Would you output the entries below only from the line containing "### LINKED ISSUE #6588: Hide" through the line containing "Updated the configurable", exactly as they stand and with both ends included?

::: EXTRACTED INFORMATION

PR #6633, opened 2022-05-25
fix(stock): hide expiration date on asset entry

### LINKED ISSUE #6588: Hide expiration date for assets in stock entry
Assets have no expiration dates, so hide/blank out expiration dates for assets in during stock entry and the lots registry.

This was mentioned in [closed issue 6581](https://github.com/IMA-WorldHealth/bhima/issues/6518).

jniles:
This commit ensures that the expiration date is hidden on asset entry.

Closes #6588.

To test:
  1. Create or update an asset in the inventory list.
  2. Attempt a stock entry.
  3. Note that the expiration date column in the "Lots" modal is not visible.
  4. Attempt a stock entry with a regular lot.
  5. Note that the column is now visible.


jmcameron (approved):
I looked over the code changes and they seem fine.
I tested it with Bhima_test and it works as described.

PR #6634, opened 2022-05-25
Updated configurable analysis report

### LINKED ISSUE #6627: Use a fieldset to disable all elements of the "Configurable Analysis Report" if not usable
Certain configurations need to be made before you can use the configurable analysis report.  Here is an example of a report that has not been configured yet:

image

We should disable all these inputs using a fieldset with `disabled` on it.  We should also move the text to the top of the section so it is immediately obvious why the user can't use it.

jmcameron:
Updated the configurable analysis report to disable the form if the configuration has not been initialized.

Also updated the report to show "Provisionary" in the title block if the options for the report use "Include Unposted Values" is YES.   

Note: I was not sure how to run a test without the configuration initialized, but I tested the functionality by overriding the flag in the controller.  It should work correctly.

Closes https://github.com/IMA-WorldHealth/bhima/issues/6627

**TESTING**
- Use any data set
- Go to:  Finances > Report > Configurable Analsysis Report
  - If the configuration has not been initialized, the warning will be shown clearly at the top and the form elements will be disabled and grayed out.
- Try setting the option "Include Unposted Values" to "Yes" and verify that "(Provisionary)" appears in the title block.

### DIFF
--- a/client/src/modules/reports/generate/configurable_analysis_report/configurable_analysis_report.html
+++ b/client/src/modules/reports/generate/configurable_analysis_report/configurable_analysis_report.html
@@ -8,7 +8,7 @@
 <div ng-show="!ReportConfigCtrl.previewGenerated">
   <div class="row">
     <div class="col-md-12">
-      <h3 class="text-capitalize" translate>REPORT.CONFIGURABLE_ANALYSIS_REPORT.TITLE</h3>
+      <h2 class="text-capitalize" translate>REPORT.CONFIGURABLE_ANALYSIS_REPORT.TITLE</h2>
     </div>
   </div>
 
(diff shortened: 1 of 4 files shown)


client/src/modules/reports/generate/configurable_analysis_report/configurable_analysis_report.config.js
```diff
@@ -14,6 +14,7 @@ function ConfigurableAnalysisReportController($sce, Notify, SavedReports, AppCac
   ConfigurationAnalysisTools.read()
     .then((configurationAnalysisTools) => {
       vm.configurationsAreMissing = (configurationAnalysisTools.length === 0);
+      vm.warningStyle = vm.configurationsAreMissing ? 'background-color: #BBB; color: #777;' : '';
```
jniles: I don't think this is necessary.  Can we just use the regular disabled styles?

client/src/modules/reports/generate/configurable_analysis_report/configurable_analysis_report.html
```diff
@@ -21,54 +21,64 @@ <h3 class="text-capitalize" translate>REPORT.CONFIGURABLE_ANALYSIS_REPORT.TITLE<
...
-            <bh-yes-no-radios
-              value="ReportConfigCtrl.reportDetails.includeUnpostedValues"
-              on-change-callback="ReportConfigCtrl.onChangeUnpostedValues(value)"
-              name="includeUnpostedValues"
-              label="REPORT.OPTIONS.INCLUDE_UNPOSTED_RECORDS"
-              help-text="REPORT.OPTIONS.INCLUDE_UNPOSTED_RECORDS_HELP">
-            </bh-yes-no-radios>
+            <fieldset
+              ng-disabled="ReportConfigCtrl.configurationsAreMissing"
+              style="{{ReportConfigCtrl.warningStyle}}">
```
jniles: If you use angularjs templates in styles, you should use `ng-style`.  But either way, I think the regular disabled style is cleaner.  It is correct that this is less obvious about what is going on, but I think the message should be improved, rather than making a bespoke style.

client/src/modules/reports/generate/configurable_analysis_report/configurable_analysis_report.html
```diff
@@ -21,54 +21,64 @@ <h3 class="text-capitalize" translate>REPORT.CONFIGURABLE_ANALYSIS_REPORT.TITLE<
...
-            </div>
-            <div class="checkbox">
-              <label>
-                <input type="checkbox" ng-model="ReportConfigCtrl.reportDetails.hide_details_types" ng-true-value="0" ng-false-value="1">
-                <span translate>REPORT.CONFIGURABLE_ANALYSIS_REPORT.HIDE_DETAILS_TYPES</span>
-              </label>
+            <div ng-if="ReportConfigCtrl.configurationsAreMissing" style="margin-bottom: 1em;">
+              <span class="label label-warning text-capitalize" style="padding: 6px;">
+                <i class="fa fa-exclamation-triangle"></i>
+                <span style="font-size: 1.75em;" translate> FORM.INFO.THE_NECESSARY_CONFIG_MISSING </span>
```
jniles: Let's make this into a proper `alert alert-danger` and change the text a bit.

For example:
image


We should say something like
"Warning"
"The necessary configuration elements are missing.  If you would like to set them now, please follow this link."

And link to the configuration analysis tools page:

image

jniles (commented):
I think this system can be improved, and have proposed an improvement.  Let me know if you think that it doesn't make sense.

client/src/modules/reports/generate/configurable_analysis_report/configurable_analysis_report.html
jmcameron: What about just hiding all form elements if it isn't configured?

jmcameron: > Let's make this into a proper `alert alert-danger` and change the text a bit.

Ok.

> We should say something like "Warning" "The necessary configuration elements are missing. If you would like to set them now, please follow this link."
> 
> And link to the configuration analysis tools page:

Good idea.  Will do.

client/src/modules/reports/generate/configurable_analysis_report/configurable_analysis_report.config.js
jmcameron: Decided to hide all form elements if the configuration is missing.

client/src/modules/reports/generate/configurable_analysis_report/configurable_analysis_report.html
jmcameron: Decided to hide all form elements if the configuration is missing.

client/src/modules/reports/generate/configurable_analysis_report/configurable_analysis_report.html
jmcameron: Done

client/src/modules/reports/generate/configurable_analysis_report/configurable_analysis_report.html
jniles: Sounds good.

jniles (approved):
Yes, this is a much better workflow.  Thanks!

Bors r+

::::::

* **TASK ANSWER**
### LINKED ISSUE #6588: Hide expiration date for assets in stock entry
Assets have no expiration dates, so hide/blank out expiration dates for assets in during stock entry and the lots registry.

This was mentioned in [closed issue 6581](https://github.com/IMA-WorldHealth/bhima/issues/6518).

jniles:
This commit ensures that the expiration date is hidden on asset entry.

Closes #6588.

To test:
  1. Create or update an asset in the inventory list.
  2. Attempt a stock entry.
  3. Note that the expiration date column in the "Lots" modal is not visible.
  4. Attempt a stock entry with a regular lot.
  5. Note that the column is now visible.


jmcameron (approved):
I looked over the code changes and they seem fine.
I tested it with Bhima_test and it works as described.

PR #6634, opened 2022-05-25
Updated configurable analysis report

### LINKED ISSUE #6627: Use a fieldset to disable all elements of the "Configurable Analysis Report" if not usable
Certain configurations need to be made before you can use the configurable analysis report.  Here is an example of a report that has not been configured yet:

image

We should disable all these inputs using a fieldset with `disabled` on it.  We should also move the text to the top of the section so it is immediately obvious why the user can't use it.

jmcameron:
Updated the configurable analysis report to disable the form if the configuration has not been initialized.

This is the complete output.